As I mentioned in my last post, tomato season is at full tilt, but summer is starting to fade into fall and those of us thinking we had all the time in the world to preserve summer’s bounty of tomatoes have suddenly come to the realization that we’d better get on it or lose our opportunity… so my tomato canning buddy and I purchased amazing tomatoes from Soil Born Farms and did our cursory 80lbs
Tomato Paste
Adapted from the Ball Complete Book of Home Preserving
22LBS Roma Tomatoes
4 Bay Leaves
2 tsp Salt
Bottled Lemon Juice
1. Wash and sort tomatoes. Quarter 6 tomatoes and transfer to a large stainless steel pot and bring to a boil over medium-high heat. Using a potato masher, crush tomatoes to release juices.
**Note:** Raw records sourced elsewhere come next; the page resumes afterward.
PR #3064, opened 2024-05-17
feat: In-app wallets for react native v5

joaquim-verges:
## PR-Codex overview
This PR introduces in-app wallet support for React Native, updates authentication modules, and refactors file paths.

### Detailed summary
- Added in-app wallet support for React Native
- Updated authentication modules and interfaces
- Refactored file paths for consistency

> The following files were skipped due to too many changes: `packages/thirdweb/src/extensions/erc721/write/sigMint.ts`, `packages/thirdweb/src/utils/jwt/encode-jwt.ts`, `packages/thirdweb/src/wallets/in-app/implementations/lib/auth/passkeys.ts`, `packages/thirdweb/src/extensions/erc20/write/sigMint.ts`, `packages/thirdweb/src/wallets/in-app/implementations/lib/auth/index.ts`, `packages/thirdweb/src/wallets/in-app/native/helpers/auth/cognitoAuth.ts`, `packages/thirdweb/src/extensions/airdrop/write/airdropERC20WithSignature.ts`, `packages/thirdweb/src/extensions/airdrop/write/airdropERC721WithSignature.ts`, `packages/thirdweb/src/extensions/airdrop/write/airdropERC1155WithSignature.ts`, `packages/thirdweb/src/wallets/in-app/core/lib/in-app-wallet-calls.ts`, `packages/react-native-adapter/package.json`, `packages/thirdweb/src/extensions/erc4337/account/common.ts`, `packages/thirdweb/src/wallets/in-app/web/types.ts`, `packages/thirdweb/src/wallets/in-app/native/helpers/wallet/recoveryCode.ts`, `packages/thirdweb/src/wallets/in-app/implementations/lib/core/in-app-wallet.ts`, `packages/thirdweb/src/wallets/in-app/native/helpers/constants.ts`, `packages/thirdweb/package.json`, `packages/thirdweb/src/wallets/in-app/native/helpers/auth/middleware.ts`, `packages/thirdweb/src/wallets/in-app/native/helpers/wallet/encryption.ts`, `packages/thirdweb/src/wallets/in-app/native/helpers/wallet/creation.ts`, `packages/thirdweb/src/wallets/in-app/core/authentication/type.ts`, `packages/thirdweb/src/wallets/in-app/native/helpers/storage/local.ts`, `packages/thirdweb/src/wallets/in-app/core/authentication/index.ts`, `packages/thirdweb/src/wallets/in-app/web/lib/web-connector.ts`, `packages/thirdweb/src/wallets/in-app/native/helpers/wallet/retrieval.ts`, `packages/thirdweb/src/wallets/in-app/native/native-connector.ts`, `packages/thirdweb/src/wallets/in-app/native/helpers/api/fetchers.ts`, `packages/thirdweb/src/wallets/in-app/native/auth.ts`, `pnpm-lock.yaml`


packages/thirdweb/package.json
```diff
@@ -166,8 +166,18 @@
     "viem": "2.10.9"
   },
   "peerDependencies": {
+    "@aws-sdk/client-lambda": "3.549.0",
+    "@aws-sdk/credential-providers": "3.549.0",
+    "amazon-cognito-identity-js": "^6.3.12",
+    "aws-amplify": "^5.3.18",
```
jnsdls, line 172: all of these *have* to be marked as optional below in `"peerDependenciesMeta"` otherwise package managers will report them as missing peer dependencies in projects where people don't also have the adapter installed (which we do not want)

packages/thirdweb/package.json
```diff
@@ -166,8 +166,18 @@
...
     "ethers": "^5 || ^6",
     "react": ">=18",
+    "react-native-aes-gcm-crypto": "^0.2.2",
+    "react-native-inappbrowser-reborn": "^3.7.0",
+    "react-native-mmkv": ">=2.11.0",
+    "react-native-quick-base64": "^2.1.0",
+    "react-native-quick-crypto": "^0.6.1",
+    "shamir-secret-sharing": "^0.0.3",
```
jnsdls, line 180: ditto

packages/react-native-adapter/package.json
```diff
@@ -25,7 +25,17 @@
...
+    "aws-amplify": "^5.3.18",
+    "amazon-cognito-identity-js": "^6.3.12",
+    "react-native-inappbrowser-reborn": "^3.7.0",
+    "react-native-mmkv": ">=2.11.0",
+    "react-native-aes-gcm-crypto": "^0.2.2",
+    "react-native-quick-base64": "^2.1.0",
+    "react-native-quick-crypto": "^0.6.1",
+    "@aws-sdk/client-lambda": "3.549.0",
+    "@aws-sdk/credential-providers": "3.549.0",
+    "shamir-secret-sharing": "^0.0.3"
```
jnsdls, line 38: we should probably pin all of these and not allow `^` (we'll explicitly decide what to upgrade and when)

packages/thirdweb/package.json
```diff
@@ -214,6 +224,7 @@
     "@types/react": "18.2.17",
     "@vitejs/plugin-react": "^4.2.1",
     "@vitest/ui": "1.5.0",
+    "amazon-cognito-identity-js": "^6.3.12",
```
jnsdls, line 227: how come only this one is in devDeps?

packages/thirdweb/src/utils/random.ts
```diff
@@ -3,8 +3,13 @@ import { uint8ArrayToHex } from "./encoding/hex.js";
 /**
  * @internal
  */
-export async function randomBytes(length = 32) {
-  return uint8ArrayToHex(
-    globalThis.crypto.getRandomValues(new Uint8Array(length)),
-  );
+export function randomBytes(length = 32) {
```
jnsdls, line 6: probably rename this
```suggestion
export function randomBytesHex(length = 32) {
```

packages/thirdweb/src/utils/random.ts
```diff
@@ -3,8 +3,13 @@ import { uint8ArrayToHex } from "./encoding/hex.js";
...
+  return uint8ArrayToHex(randomBytesBuffer(length));
+}
+
+/**
+ * @internal
+ */
+export function randomBytesBuffer(length = 32) {
```
jnsdls, line 13: and then this is
```suggestion
export function randomBytes(length = 32) {
```

packages/thirdweb/src/wallets/in-app/core/authentication/index.ts
```diff
@@ -1,32 +1,41 @@
...
+  let ewSDK: InAppConnector;
+  if (isBrowser()) {
+    const { InAppWebConnector } = await import(
+      "../../web/lib/web-connector.js"
+    );
+    ewSDK = new InAppWebConnector({
+      client: client,
+    });
+  } else {
+    const { InAppNativeConnector } = await import(
```
jnsdls, line 31: this means if someone (for some reason) calls this in node we end up in the native path, likely we want to explicitly handle both web and native and then throw an error in node (for now) - we actually *can* make this work in node though right?

packages/thirdweb/src/wallets/in-app/native/auth.ts
```diff
@@ -0,0 +1,362 @@
...
+  ROUTE_HEADLESS_OAUTH_LOGIN,
+  THIRDWEB_SESSION_NONCE_HEADER,
+} from "./helpers/constants.js";
+import { createErrorMessage } from "./helpers/errors.js";
+import { isDeviceSharePresentForUser } from "./helpers/storage/local.js";
+import { getCognitoUser, setCognitoUser } from "./helpers/storage/state.js";
+import type { VerifiedTokenResponse } from "./helpers/types.js";
+
+const HEADERS = {
+  [THIRDWEB_SESSION_NONCE_HEADER]: ANALYTICS.nonce,
```
jnsdls, line 42: this... just looks odd? what is this?

packages/thirdweb/src/wallets/in-app/native/helpers/analytics.ts
```diff
@@ -0,0 +1,5 @@
+import { randomBytes } from "../../../../utils/random.js";
+
+export const ANALYTICS = {
+  nonce: randomBytes(16),
```
jnsdls, line 4: wat

packages/thirdweb/src/wallets/in-app/web/index.ts
```diff
@@ -0,0 +1,36 @@
+// export {
```
jnsdls, line 1: empty file -> delete

jnsdls (commented):
initial review

packages/thirdweb/src/wallets/in-app/native/helpers/analytics.ts
joaquim-verges: Yeah it's really weird. Though I think it's actually used and important. @elasticbottle can you confirm?

packages/react-native-adapter/package.json
joaquim-verges: pinned the JS libs, but actually for the native ones, there's no point adding them here right? since the consumer has to add them themselves anyways

packages/thirdweb/package.json
joaquim-verges: removed. should i add all the peer deps in here? i think its working right now because of the legacy package

packages/thirdweb/src/wallets/in-app/core/authentication/index.ts
joaquim-verges: node not supported right now, will throw

packages/thirdweb/src/wallets/in-app/native/helpers/analytics.ts
joaquim-verges: this is actually used, but for tracking purposes only. all requests seems to be logged with this nonce header

not sure if we actually use to track stuff, maybe to get a view of an entire login session like latency?

packages/thirdweb/src/wallets/in-app/web/index.ts
joaquim-verges: actually need to re-export those

joaquim-verges: deleting for now, we can re-add later

packages/react-native-adapter/package.json
jnsdls: yeah so:
- for things consumer *has* to install additionally (native deps for linking) -> peer dep + dev dep, both with `^` version
- for things that are pure JS deps, pin them and make them direct dependencies

packages/thirdweb/package.json
jnsdls: you should add as peer + dev dependencies all dependencies that you import from in the code (and they should all be optional peer deps since they are only needed if react native is being used)

packages/thirdweb/src/wallets/in-app/native/helpers/analytics.ts
jnsdls: I guess that's fine but I would've expected us to move it to where we do any fetches (and just call a function then that returns the "cached" value if its already been called) -> right now this will generate random bytes the moment this file gets included in the bundle which seems like the wrong time to do it

packages/thirdweb/src/wallets/in-app/native/auth.ts
jnsdls: similar to the other comment this should just import a function that generates the nonce the first time it is used and then re-uses it afterwards, and it should call it *when* the fetch is being made

packages/react-native-adapter/package.json
joaquim-verges: yep

packages/thirdweb/src/wallets/in-app/native/helpers/analytics.ts
joaquim-verges: yeah ill change that

packages/react-native-adapter/package.json
joaquim-verges: so its actually I think this works

## Adapter
- hard = js deps with pinned version
- peer = mandatory native deps with `*` version (or maybe `^` if we need a particular min version)

## main package
- dev = js + native deps (with pinned version)

idea is that i only need dev deps in the main package to compile, since the idea is that to use RN you need to install the adapter AND all the adapter peers

jnsdls: that's fine but there's no reason to not also list the peers as optional in the main package, feels cleaner to include them there

re `*` versions we should definitely not do that, very scary - `^` is fine for peers, we want to control "at least x version" and `^` does that (within highest set version range) so `^0.1.0` allows `0.1.x`, but not `0.2.x` or `1.x.x` etc - or with major version `^1.0.0` allows `1.x.x` but not `2.x.x` (same for patch, too technically but there any higher version will be not be allowed (since it then only acts on the patch version)

jnsdls: tl;dr it should be:

### adapter
- hard = js deps with pinned version
- peer = mandatory native deps with `^`

### main
- peer = adapter (workspace version, will get auto pinned on release) + mandatory native deps with `^` (in sync with adapter) -- all of these optional
- dev = same thing as peer

joaquim-verges: i think id rather only set the RN peer deps in the react-native-adapter - dont want bundlers to eagerly install these unless you're explicitely installing the RN adapter.

for the peer version, I basically want "anything above this version is fine" - I dont want to block ppl upgrading a minor/major if the API that we use internally is non breaking

jnsdls: package managers will install dev dependencies regardless of what you do

jnsdls: you overestimate the ecosystem ;)

jnsdls: if that's what you want then use `>=` for the version, but never *

jnsdls (approved):
LGTM!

While maintaining a boil and stirring to prevent burning, quarter additional tomatoes, adding them to thepot as you work. Make sure the mixture continues to boil vigorously while you add, stir and crush the remaining tomatoes. When all the tomatoes have been added, reduce heat and boil gently, stirring occasionally, until tomatoes are very soft, about 1 hour.
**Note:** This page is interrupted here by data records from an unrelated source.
PR #3082, opened 2024-05-20
Add "Switch Account" button in ConnectButton for injected metamask provider

MananTank:
## PR-Codex overview
This PR adds a switch account button for MetaMask in the `ConnectButton` details section.

### Detailed summary
- Added `SwitchMetamaskAccount` component to allow switching MetaMask accounts
- Imported `ShuffleIcon` and `TextAlignJustifyIcon`
- Imported `injectedProvider` from `mipdStore.js`
- Implemented logic to switch MetaMask account and request permissions


packages/thirdweb/src/react/web/ui/ConnectWallet/Details.tsx
```diff
@@ -983,3 +987,31 @@ function SwitchNetworkButton(props: {
     </Button>
   );
 }
+
+function SwitchMetamaskAccount(props: {
+  closeModal: () => void;
+}) {
+  const wallet = useActiveWallet();
+  const connectLocale = useConnectUI().connectLocale;
+  const injectedMetamaskProvider = injectedProvider("io.metamask");
```
jnsdls, line 996: probably better to only run this once we know the wallet id, and then do another level of check for this -> that way this doesn't run if the activeWallet isn't metamask first

jnsdls (changes requested):
small change

packages/thirdweb/src/react/web/ui/ConnectWallet/Details.tsx
MananTank: Done

jnsdls (approved):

2. Working in batches, press mixture through a fine sieve, or food mill to remove skins and seeds. Discard skins and seeds.
3. Return mixture to pot. Add bay leaves and salt. Return to boil over medium heat. Reduce heat and boil gently, stirring frequently, until mixture is thick enough to mound on a spoon - about 6 ½ hours. Discard bay leaves.
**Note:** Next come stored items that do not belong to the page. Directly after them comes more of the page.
PR #3139, opened 2024-05-23
`signTypedData`: throw error for incorrectly typed chainId

gregfromstl:
## Problem solved

The v4 SDK uses a hex for chain ID when signing typed data, but v5 expects a number. This can lead to difficult-to-debug errors for JS users. This adds an explicit error message for this case and a helper function to add additional type-checking of typed data, which has fairly complex and confusing type definitions.

---

## PR-Codex overview
This PR focuses on converting `chainId` from hex to number for proper `signTypedData` type. 

### Detailed summary
- Converted `chainId` hex to number in `signTypedData` functions across multiple files
- Added `parseTypedData` function to handle the conversion
- Implemented the conversion for proper signTypedData type


packages/thirdweb/src/utils/signatures/helpers/parseTypedData.ts
```diff
@@ -0,0 +1,19 @@
...
+ */
+export function parseTypedData<
+  typedData extends TypedData | Record<string, unknown> = TypedData,
+  primaryType extends keyof typedData | "EIP712Domain" = keyof typedData,
+>(
+  typedData: TypedDataDefinition<typedData, primaryType>,
+): TypedDataDefinition<typedData, primaryType> {
+  const domain = typedData.domain as unknown & { chainId?: unknown }; // TODO: create our own typed data types so this is cleaner
+  if (domain?.chainId !== undefined && isHex(domain.chainId)) {
+    throw new Error("signTypedData: chainId must be of type number");
```
joaquim-verges, line 16: can we not transform it ourselves to a number?

gregfromstl: We can't because this type is _very_ particular and it's a combination of viem types and abitype so there's no way to get around it until we create our own from the ground up (which we should do just afraid to try it now)

joaquim-verges: ok

joaquim-verges (approved):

4. Meanwhile, prepare canner, jars and lids.
5. Before filling each jar with tomato paste, add 1 ½ tsp lemon juice to the hot jar. Ladle hot paste into prepared jars, leaving ½ inch headspace. Remove air bubbles and adjust headspace if necessary by adding hot paste. Wipe rim, center lid on jar. Screw band down until tight.
6. Place jars in canner, bring to a boil and process for 45 minutes. Remove jars, cool and store.